▸ Stored data:
PR #5630, opened 2022-03-11
GS: Utilize framebuffer fetch for blending/fbmask where available

stenzek:
### Description of Changes

This PR changes the hardware renderers to use GL_EXT_shader_framebuffer_fetch and VK_ARM_rasterization_order_attachment_access if available. It can result in a massive performance improvement on these drivers.

For now, this only means Intel with OpenGL on Linux. But when/if Mesa supports the Vulkan extension, we'll be ready. It's also potentially applicable for Metal.

Also adds some unrelated changes, like supporting drivers without dual-source blending (probably not many or any left), and Vulkan drivers without D32S8. The latter can be taken advantage of when we use fbfetch, since the stencil buffer isn't needed because DATE goes through the faster fbfetch path instead.

Some quick performance testing at 2x resolution with High blending on a 7700HQ / HD 630 (KabyLake GT2):

 - NFS Carbon Main Menu: fbfetch off **20fps** | fbfetch on **51fps**
 - Monster Hunter: fbfetch off **59fps** | fbfetch on: **265fps**
 - Sly 2: fbfetch off **8fps** | fbfetch on: **78fps**

### Rationale behind Changes

Brr. Too bad more drivers don't support it.

### Suggested Testing Steps

As it touches a fair bit of code, probably need a decent amount of testing, both with and without fbfetch, to make sure there's no performance regressions from the additional paths.

### DIFF
--- a/pcsx2/GS/Renderers/HW/GSRendererNew.cpp
+++ b/pcsx2/GS/Renderers/HW/GSRendererNew.cpp
@@ -599,7 +599,7 @@ void GSRendererNew::EmulateBlending(bool& DATE_PRIMID, bool& DATE_BARRIER, bool&
 		blend_ad_alpha_masked = false;
 
 	u8 blend_index = u8(((m_conf.ps.blend_a * 3 + m_conf.ps.blend_b) * 3 + m_conf.ps.blend_c) * 3 + m_conf.ps.blend_d);
-	const int blend_flag = g_gs_device->GetBlendFlags(blend_index);
+	const int blend_flag = GSDevice::GetBlendFlags(blend_index);
 
 	// Re set alpha, it was modified, must be done after index calculation
 	if (blend_ad_alpha_masked)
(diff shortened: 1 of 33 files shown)


Hirato:
I see no mention of GL_EXT_shader_framebuffer_fetch in mesa's features.txt and almost none in the issue tracker itself.
It might be worthwhile filing an Enhancement Request ticket there, like there is for [VK_EXT_fragment_shader_interlock](https://gitlab.freedesktop.org/mesa/mesa/-/issues/3511) (even though that hasn't really gone anywhere), so mesa's developers at least know there's some demand for it.

tellowkrinkle:
For Vulkan, you'd be looking for `VK_ARM_rasterization_order_attachment_access`, not `GL_EXT_shader_framebuffer_fetch`

I think `GL_EXT_shader_framebuffer_fetch` is supported on all GPUs that can support it (Intel's and some mobile GPUs). [Intel's Windows driver has support for it too](https://opengl.gpuinfo.org/listreports.php?extension=GL_EXT_shader_framebuffer_fetch) but their driver's OGL performance isn't great.

JordanTheToaster:
Tested on an i3 1115G4 with Xe 48EU on Windows 10. Carbon main menu ultra blending 27 fps without 43 fps with but more or less CPU limited Sly 2 28 fps without 120 fps with Underground 2 Full blending 43 fps without 53 fps with.

JordanTheToaster (approved):

pcsx2/GS/Renderers/HW/GSRendererNew.cpp
```diff
@@ -1470,6 +1486,10 @@ void GSRendererNew::DrawPrims(GSTexture* rt, GSTexture* ds, GSTextureCache::Sour
 		m_conf.require_full_barrier = false;
 	}
 
+	// Don't emit the second color output from the pixel shader when it's
+	// not going to be used (no or sw blending).
+	m_conf.ps.no_color1 |= (m_conf.blend.index == 0);
```
tellowkrinkle, line 1491: Mind making this fully check the blend mode and set this flag for all cases where dual source blend isn't used?  Intel GPUs on Metal (and MVK) have a driver bug where they don't write depth if dual source blend outputs go unused.

stenzek:
Extended the COLOR1 eliding to when the dual source output is unused, and also disabled blending when all colours are masked.

Ended up refactoring how blends were handled in the backend; the index only gets used in the frontend now.

Will need re-testing, since the latter is a nontrivial change.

▸ Work instructions: Above are some lines. Repeat exactly, and only, those from the line that has "Also adds some" through the line that has "- NFS Carbon".

▸ Written answer:
Also adds some unrelated changes, like supporting drivers without dual-source blending (probably not many or any left), and Vulkan drivers without D32S8. The latter can be taken advantage of when we use fbfetch, since the stencil buffer isn't needed because DATE goes through the faster fbfetch path instead.

Some quick performance testing at 2x resolution with High blending on a 7700HQ / HD 630 (KabyLake GT2):

 - NFS Carbon Main Menu: fbfetch off **20fps** | fbfetch on **51fps**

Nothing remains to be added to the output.